__Task brief__: Of the material below, the lines to be retyped are those from the line containing "This is NOT" through the line containing "to AVR boards.", inclusive; reproduce them exactly.

__Data to process__:
_ _ _

Issue #402, opened 2021-01-05
SD card reader disabled on Creality CR-10S


djardi:
### Bug Description

The most recent Marlin firmware update disables the SD card reader in Creality CR-10S. This is a configuration issue, not a bug. Having said that, since CR10-S printers come with an SD card slot and reader and since the proper configuration of this setting is rather obscure, I propose that the CR10-S example configuration files should be changed so that the SD card reader is enabled by default. That will save many users a lot of time and frustration trying to use their SD card reader after the update. This is easily accomplished by changing one line of the settings in the configuration_adv.h file:
change
//#define SDCARD_CONNECTION LCD
to 
#define SDCARD_CONNECTION ONBOARD

### Configuration Files
[SD_prob.zip](https://github.com/MarlinFirmware/Marlin/files/5767194/SD_prob.zip)

If you've made any other modifications describe them in detail here.

### Steps to Reproduce

1. [First Step]: Download the Marlin 2.0.x firmware for the Creality CR-10S (Configurations-release-2.0.7.2\Configurations-release-2.0.7.2\config\examples\Creality\CR-10S\CrealityV1). Use the configuration files found in the directory. Do NOT change the settings for the SD drive in the configuration_adv.h file.
2. [Second Step]: Try to use the SD card reader. The only menu choice related to the SD card reader is "Attach media," which does nothing. Restarting the printer does not help.

**Expected behavior:**
The menu should show the correct menu options and allow the user to print from the SD card.
![3](https://user-images.githubusercontent.com/76797450/103609076-df837d80-4ed1-11eb-934e-b648144fb450.jpg)
![2](https://user-images.githubusercontent.com/76797450/103609067-d8f50600-4ed1-11eb-9243-6a3a53b94a71.jpg)

**Actual behavior:**
There is only one menu choice (Attach media). Selecting this choice does not do anything with the SD card because the SD card reader has not been defined in the setup files. It does not matter whether the printer is turned on with the SD card in the slot or whether the SD card is inserted after the printer is turned on. The printer does not see the SD card. The user is unable to see any files on the SD card. Consequently, printing from the SD card is impossible.
![1](https://user-images.githubusercontent.com/76797450/103609087-ea3e1280-4ed1-11eb-9a68-423a391ec84a.jpg)

This is NOT a bug. It is a configuration issue. It seems to me to make more sense to have the default configuration of the configuration_adv.h menu set so that the default SD card reader in CR 10S printers is immediately available to users.

[...]

PR #716, opened 2022-04-20
Enable CR10S Onboard SD Card Reader

thisiskeithb:
### Description

Enable CR10S onboard SD card reader.

### Benefits

Onboard SD card reader works again.

### Related Issues

- https://github.com/MarlinFirmware/Configurations/issues/402

### DIFF
--- a/config/examples/Creality/CR-10S/CrealityV1/Configuration_adv.h
+++ b/config/examples/Creality/CR-10S/CrealityV1/Configuration_adv.h
@@ -1649,7 +1649,7 @@
    *
    * :[ 'LCD', 'ONBOARD', 'CUSTOM_CABLE' ]
    */
-  //#define SDCARD_CONNECTION LCD
+  #define SDCARD_CONNECTION ONBOARD
 
   // Enable if SD detect is rendered useless (e.g., by using an SD extender)
   //#define NO_SD_DETECT


thisiskeithb:
@thinkyhead: In https://github.com/MarlinFirmware/Marlin/issues/23518#issuecomment-1105652946, you mention that:
> `SDCARD_CONNECTION` doesn't apply to AVR boards.

I wonder why the UI / menu is different when `SDCARD_CONNECTION` enabled & set to `ONBOARD` as reported & shown in https://github.com/MarlinFirmware/Configurations/issues/402.

thinkyhead:
> I wonder why the UI / menu is different when `SDCARD_CONNECTION` enabled & set to `ONBOARD` as reported & shown in #402.

They're looking at 2.0.7.2 and I don't think we have the same issue today.

thinkyhead:
I see… The Creality RAMPS board is a special case.
```cpp
#ifndef SD_DETECT_PIN
  #if SD_CONNECTION_IS(ONBOARD)
    //#define HAS_ONBOARD_SD_DETECT               // If the SD_DETECT_PIN is wired up
  #endif
  #if ENABLED(HAS_ONBOARD_SD_DETECT) || !SD_CONNECTION_IS(ONBOARD)
    #define SD_DETECT_PIN                     49
  #endif
#endif
```

thinkyhead:
The change was made in MarlinFirmware/Marlin#23740 by @ellensp so we'll need to look at the reason it was requested.

thisiskeithb:
Oh, oops. I closed this too early then.

thinkyhead:
In `pins_RAMPS.h` the `SD_DETECT_PIN` will end up being 49 (`EXP2_04_PIN`==`AUX3_02_PIN`) if there is an RRD LCD or `CR10_STOCKDISPLAY`. Without the common LCDs it is simply not assigned. The change proposed in this PR should not make any difference, except to prevent `SD_DETECT_PIN` being assigned the value 49 in the block shown above.

thinkyhead:
The standard Creality3D V1.1.2 board has an onboard SD card and a single 10-pin connector for a stock display. There is no SD card on the stock display itself. However, `pins_RAMPS.h` still picks pin the same pin, 49, for any RAMPS that has that display, if no other value was previously given to `SD_DETECT_PIN`.

Anyway, it looks like what users might really want to do is enable `HAS_ONBOARD_SD_DETECT` to get the desired result, which then applies no matter which display is attached.

I'm not sure how you get an external SD card with the single 10-pin connector designed for the stock display, but maybe there are such units out there.

thinkyhead:
I guess the "onboard" idiom is fine, and maybe there are some other AVR boards with built-in SD that could also use external SD, so we'll just patch them as we find them.

InsanityAutomation:
> The standard Creality3D V1.1.2 board has an onboard SD card and a single 10-pin connector for a stock display. There is no SD card on the stock display itself. However, `pins_RAMPS.h` still picks pin the same pin, 49, for any RAMPS that has that display, if no other value was previously given to `SD_DETECT_PIN`.
> 
> Anyway, it looks like what users might really want to do is enable `HAS_ONBOARD_SD_DETECT` to get the desired result, which then applies no matter which display is attached.
> 
> I'm not sure how you get an external SD card with the single 10-pin connector designed for the stock display, but maybe there are such units out there.

The Creality ramps is the 2.2 with the 2 connector display. The older 1.1.4 etc board is a melzi / sanguino.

_ _ _

__Answer below__:
This is NOT a bug. It is a configuration issue. It seems to me to make more sense to have the default configuration of the configuration_adv.h menu set so that the default SD card reader in CR 10S printers is immediately available to users.

[...]

PR #716, opened 2022-04-20
Enable CR10S Onboard SD Card Reader

thisiskeithb:
### Description

Enable CR10S onboard SD card reader.

### Benefits

Onboard SD card reader works again.

### Related Issues

- https://github.com/MarlinFirmware/Configurations/issues/402

### DIFF
--- a/config/examples/Creality/CR-10S/CrealityV1/Configuration_adv.h
+++ b/config/examples/Creality/CR-10S/CrealityV1/Configuration_adv.h
@@ -1649,7 +1649,7 @@
    *
    * :[ 'LCD', 'ONBOARD', 'CUSTOM_CABLE' ]
    */
-  //#define SDCARD_CONNECTION LCD
+  #define SDCARD_CONNECTION ONBOARD
 
   // Enable if SD detect is rendered useless (e.g., by using an SD extender)
   //#define NO_SD_DETECT


thisiskeithb:
@thinkyhead: In https://github.com/MarlinFirmware/Marlin/issues/23518#issuecomment-1105652946, you mention that:
> `SDCARD_CONNECTION` doesn't apply to AVR boards.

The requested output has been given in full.